#### WHAT TO WORK ON
Print every record exactly.

[Saved data entries]
PR #2810, opened 2022-10-04
Remove ``include_patterns`` monkeypatching

AA-Turner:
This is included in Sphinx core from version 5.1.

A


JelleZijlstra (approved):

CAM-Gerlach:
A bit annoying, since it means that the Sphinx versions supported for building the PEPs and the CPython docs don't intersect at all, so I'll need to have two envs and an extra few hundred MB on disk, but oh well...

PR #2816, opened 2022-10-05
Infra + many PEPs: Add Sphinx Lint and fix errors

hugovk:
Lint PEPs using [Sphinx Lint](https://github.com/sphinx-contrib/sphinx-lint) via pre-commit, already used for the devguide.

Let's run it with two checks disabled:

* `trailing-whitespace`: there's 300+ of these, probably not worth fixing
* `role-with-double-backticks`: temporarily disabled due to a false positive, reported at https://github.com/sphinx-contrib/sphinx-lint/issues/34

This PR also fixes the errors it finds.

Currently Sphinx Lint only runs on .rst files; I also fixed the errors it would find if the old .txt PEPs were renamed to .rst (which may happen as part of https://github.com/python/peps/issues/10).

Whilst we're editing these PEPs:

* Remove old `Version` and `Last-Modified` headers
* Remove old emacs metadata
* Redirect old BPO links to GH issues


AA-Turner (approved):
Looks OK

A

JelleZijlstra (approved):

PR #2818, opened 2022-10-05
PEP 688: Second version

JelleZijlstra:


pep-0688.rst
```diff
@@ -120,57 +189,58 @@ subclassed at runtime, but supports the ``__instancecheck__`` and
...
 For runtime uses, the ``ABC.register`` API can be used to register
 buffer classes with ``typing_extensions.Buffer``.
-
-When ``types.Buffer`` is available, ``typing_extensions`` should simply
-re-export it. Thus, users who register their buffer class manually
-with ``typing_extensions.Buffer.register`` should use a guard to make
-sure their code continues to work once ``types.Buffer`` is in the
-standard library. 
+When ``collections.abc.Buffer`` is available, ``typing_extensions`` should simply
+re-export it. ``MutableBuffer`` will work similarly.
```
AlexWaygood, line 243: Do we need this? It feels a little bit like an implementation detail

```suggestion
```

pep-0688.rst
```diff
@@ -209,41 +279,45 @@ more consistent, so we believe the migration cost is worth it.
...
+An earlier version of this PEP proposed adding a new ``types.Buffer`` type with
+an ``__instancecheck__`` implemented in C so that ``isinstance()`` checks can be
+used to check whether a type implements the buffer protocol. This avoids the
+complexity of exposing the full buffer protocol to Python code, while still
+allowing the type system to check for the buffer protocol.
 
-Nevertheless, the ABC proposal has the advantage that it does not require C changes.
-This PEP proposes to adopt a version of it in the third-party ``typing_extensions``
-package for the benefit of users of older Python versions.
+However, this approach
```
AlexWaygood, line 311:
```suggestion
However, that approach
```

pep-0688.rst
```diff
@@ -209,41 +279,45 @@ more consistent, so we believe the migration cost is worth it.
...
+does not compose well with the rest of the type system, because ``types.Buffer``
+would be a nominal type, not a structural one. For example, there would be no way
+to represent "an object that supports both the buffer protocol and ``__len__``". With
+the current proposal, the ``__buffer__`` class is like any other method, so a
```
AlexWaygood, line 315: This is the first time you've referred to the class as "the ``__buffer__`` class" in this document :)

pep-0688.rst
```diff
@@ -209,41 +279,45 @@ more consistent, so we believe the migration cost is worth it.
...
+``Protocol`` can be defined combining it with any other method.
+
+More generally, no other part of Python works like the proposed ``types.Buffer``.
+The current proposal is more consistent with the rest of the language, where
+C-level slots usually have corresponding Python-level magic methods.
```
AlexWaygood, line 320:
```suggestion
C-level slots usually have corresponding Python-level special methods.
```

pep-0688.rst
```diff
@@ -78,37 +85,99 @@ that this shortcut has caused significant problems for the ``psycopg`` project.
...
+
+To help implementations of ``__buffer__``, we add ``inspect.BufferFlags``,
+a subclass of ``enum.IntFlag``. This enum contains all flags defined in the
+C buffer protocol; for example, ``inspect.BufferFlags.SIMPLE`` has the same
+value as the ``PyBUF_SIMPLE`` constant.
+
+collections.abc.Buffer and MutableBuffer
+----------------------------------------
+
+We add two new abstract base classes, ``collections.abc.Buffer`` and
```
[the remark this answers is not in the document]
JelleZijlstra: Yes, let me add that.

pep-0688.rst
```diff
@@ -120,57 +189,58 @@ subclassed at runtime, but supports the ``__instancecheck__`` and
...
-that do not have ``types.Buffer`` available.
+workaround, two abstract base classes, ``typing_extensions.Buffer``
+and ``MutableBuffer``, will be provided for Python versions
+that do not have ``collections.abc.Buffer`` available.
 
-For the benefit of
-static type checkers, ``typing_extensions.Buffer`` can be used as
-a base class in stubs to mark types as supporting the buffer protocol.
+For the benefit of static type checkers, ``typing_extensions.Buffer``
+can be used as a base class in stubs to mark types as supporting the buffer protocol.
```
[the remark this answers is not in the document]
JelleZijlstra: Yes, because the protocols won't apply before 3.12 where there's no `__buffer__` method.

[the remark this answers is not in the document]
AlexWaygood: Ahh, I see. Could you make this more explicit? Something like `In Python versions where objects supporting the buffer protocol have a __buffer__ method, inheriting from collections.abc.Buffer will not be necessary to indicate that an object supports the buffer protocol. However, in older Python versions, it will be necessary to explicitly inherit from typing_extensions.Buffer to indicate to type checkers that a class supports the buffer protocol, since objects supporting the buffer protocol will not have a __buffer__ method.`

pep-0688.rst
```diff
@@ -190,6 +190,8 @@ They can also be used in ``isinstance`` and ``issubclass`` checks:
    >>> issubclass(str, Buffer)
    False
 
+In the typeshed stub files, these classes should be defined as ``Protoocol``s.
```
AlexWaygood, line 193:
```suggestion
In the typeshed stub files, these classes should be defined as ``Protoocol``s,
following the precedent of other simple ABCs in ``collections.abc`` such as
``collections.abc.Iterable`` or ``collections.abc.Sized``.
```

pep-0688.rst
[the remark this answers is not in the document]
JelleZijlstra: Thanks, pushed a variation of that wording

AlexWaygood (approved):
Looks great!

#### SOLUTION FOR THIS TASK
PR #2810, opened 2022-10-04
Remove ``include_patterns`` monkeypatching

AA-Turner:
This is included in Sphinx core from version 5.1.

A


JelleZijlstra (approved):

CAM-Gerlach:
A bit annoying, since it means that the Sphinx versions supported for building the PEPs and the CPython docs don't intersect at all, so I'll need to have two envs and an extra few hundred MB on disk, but oh well...

PR #2816, opened 2022-10-05
Infra + many PEPs: Add Sphinx Lint and fix errors

hugovk:
Lint PEPs using [Sphinx Lint](https://github.com/sphinx-contrib/sphinx-lint) via pre-commit, already used for the devguide.

Let's run it with two checks disabled:

* `trailing-whitespace`: there's 300+ of these, probably not worth fixing
* `role-with-double-backticks`: temporarily disabled due to a false positive, reported at https://github.com/sphinx-contrib/sphinx-lint/issues/34

This PR also fixes the errors it finds.

Currently Sphinx Lint only runs on .rst files; I also fixed the errors it would find if the old .txt PEPs were renamed to .rst (which may happen as part of https://github.com/python/peps/issues/10).

Whilst we're editing these PEPs:

* Remove old `Version` and `Last-Modified` headers
* Remove old emacs metadata
* Redirect old BPO links to GH issues


AA-Turner (approved):
Looks OK

A

JelleZijlstra (approved):

PR #2818, opened 2022-10-05
PEP 688: Second version

JelleZijlstra:


pep-0688.rst
```diff
@@ -120,57 +189,58 @@ subclassed at runtime, but supports the ``__instancecheck__`` and
...
 For runtime uses, the ``ABC.register`` API can be used to register
 buffer classes with ``typing_extensions.Buffer``.
-
-When ``types.Buffer`` is available, ``typing_extensions`` should simply
-re-export it. Thus, users who register their buffer class manually
-with ``typing_extensions.Buffer.register`` should use a guard to make
-sure their code continues to work once ``types.Buffer`` is in the
-standard library. 
+When ``collections.abc.Buffer`` is available, ``typing_extensions`` should simply
+re-export it. ``MutableBuffer`` will work similarly.
```
AlexWaygood, line 243: Do we need this? It feels a little bit like an implementation detail

```suggestion
```

pep-0688.rst
```diff
@@ -209,41 +279,45 @@ more consistent, so we believe the migration cost is worth it.
...
+An earlier version of this PEP proposed adding a new ``types.Buffer`` type with
+an ``__instancecheck__`` implemented in C so that ``isinstance()`` checks can be
+used to check whether a type implements the buffer protocol. This avoids the
+complexity of exposing the full buffer protocol to Python code, while still
+allowing the type system to check for the buffer protocol.
 
-Nevertheless, the ABC proposal has the advantage that it does not require C changes.
-This PEP proposes to adopt a version of it in the third-party ``typing_extensions``
-package for the benefit of users of older Python versions.
+However, this approach
```
AlexWaygood, line 311:
```suggestion
However, that approach
```

pep-0688.rst
```diff
@@ -209,41 +279,45 @@ more consistent, so we believe the migration cost is worth it.
...
+does not compose well with the rest of the type system, because ``types.Buffer``
+would be a nominal type, not a structural one. For example, there would be no way
+to represent "an object that supports both the buffer protocol and ``__len__``". With
+the current proposal, the ``__buffer__`` class is like any other method, so a
```
AlexWaygood, line 315: This is the first time you've referred to the class as "the ``__buffer__`` class" in this document :)

pep-0688.rst
```diff
@@ -209,41 +279,45 @@ more consistent, so we believe the migration cost is worth it.
...
+``Protocol`` can be defined combining it with any other method.
+
+More generally, no other part of Python works like the proposed ``types.Buffer``.
+The current proposal is more consistent with the rest of the language, where
+C-level slots usually have corresponding Python-level magic methods.
```
AlexWaygood, line 320:
```suggestion
C-level slots usually have corresponding Python-level special methods.
```

pep-0688.rst
```diff
@@ -78,37 +85,99 @@ that this shortcut has caused significant problems for the ``psycopg`` project.
...
+
+To help implementations of ``__buffer__``, we add ``inspect.BufferFlags``,
+a subclass of ``enum.IntFlag``. This enum contains all flags defined in the
+C buffer protocol; for example, ``inspect.BufferFlags.SIMPLE`` has the same
+value as the ``PyBUF_SIMPLE`` constant.
+
+collections.abc.Buffer and MutableBuffer
+----------------------------------------
+
+We add two new abstract base classes, ``collections.abc.Buffer`` and
```
[the remark this answers is not in the document]
JelleZijlstra: Yes, let me add that.

pep-0688.rst
```diff
@@ -120,57 +189,58 @@ subclassed at runtime, but supports the ``__instancecheck__`` and
...
-that do not have ``types.Buffer`` available.
+workaround, two abstract base classes, ``typing_extensions.Buffer``
+and ``MutableBuffer``, will be provided for Python versions
+that do not have ``collections.abc.Buffer`` available.
 
-For the benefit of
-static type checkers, ``typing_extensions.Buffer`` can be used as
-a base class in stubs to mark types as supporting the buffer protocol.
+For the benefit of static type checkers, ``typing_extensions.Buffer``
+can be used as a base class in stubs to mark types as supporting the buffer protocol.
```
[the remark this answers is not in the document]
JelleZijlstra: Yes, because the protocols won't apply before 3.12 where there's no `__buffer__` method.

[the remark this answers is not in the document]
AlexWaygood: Ahh, I see. Could you make this more explicit? Something like `In Python versions where objects supporting the buffer protocol have a __buffer__ method, inheriting from collections.abc.Buffer will not be necessary to indicate that an object supports the buffer protocol. However, in older Python versions, it will be necessary to explicitly inherit from typing_extensions.Buffer to indicate to type checkers that a class supports the buffer protocol, since objects supporting the buffer protocol will not have a __buffer__ method.`

pep-0688.rst
```diff
@@ -190,6 +190,8 @@ They can also be used in ``isinstance`` and ``issubclass`` checks:
    >>> issubclass(str, Buffer)
    False
 
+In the typeshed stub files, these classes should be defined as ``Protoocol``s.
```
AlexWaygood, line 193:
```suggestion
In the typeshed stub files, these classes should be defined as ``Protoocol``s,
following the precedent of other simple ABCs in ``collections.abc`` such as
``collections.abc.Iterable`` or ``collections.abc.Sized``.
```

pep-0688.rst
[the remark this answers is not in the document]
JelleZijlstra: Thanks, pushed a variation of that wording

AlexWaygood (approved):
Looks great!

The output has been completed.